Saved entries

****

PR #1321, opened 2026-05-18
drivers/ambient_light: raise level max to 16 bits on W1160

### LINKED ISSUE #1310: AMBIENT_LIGHT_LEVEL_MAX incorrectly set to 4096 for W1160

### Current Behavior

Ambient light sensor has some asserts for <= AMBIENT_LIGHT_LEVEL_MAX which is incorrectly set to 4096 despite W1160 being on 16 bit mode and capable of reaching 65535.

Unsure of practical implications yet, but I am trying to figure out why ambient sensor doesn't perform the way I'd hope it to and this was one thing I noticed.

### Expected Behavior

OPT3001 maxes out at 4096, W1160 at 65536.

### Steps To Reproduce

https://github.com/coredevices/PebbleOS/blob/main/src/fw/drivers/ambient_light.h#L20

### Version

v4.9.177

### Host OS

N/A

### Watch

Pebble Time 2 (Obelix)

### Anything else?

_No response_

jplexer:
The W1160 ALS is configured in 16-bit data format and ambient_light_get_light_level() can return up to 65535. The shared AMBIENT_LIGHT_LEVEL_MAX was 4096, which tripped
ambient_light_set_dark_threshold()'s assert and clamped backlight threshold prefs/settings UI to the OPT3001 12-bit range.

Select the constant by Kconfig so W1160 boards use the full sensor range while OPT3001 stays at 4096.

Fixes #1310

### DIFF
--- a/src/fw/drivers/ambient_light.h
+++ b/src/fw/drivers/ambient_light.h
@@ -17,7 +17,12 @@ typedef enum AmbientLightLevel {
 
 #define AMBIENT_LIGHT_LEVEL_ENUM_COUNT (AmbientLightLevelVeryLight + 1)
 
-static const uint32_t AMBIENT_LIGHT_LEVEL_MAX  = 4096;   // max 12 bits
+#ifndef CONFIG_AMBIENT_LIGHT_BITS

****

=== Exercise brief ===
Search the records for the string "Behavior", and copy every line that holds it.

=== Response to this exercise ===
### Current Behavior
### Expected Behavior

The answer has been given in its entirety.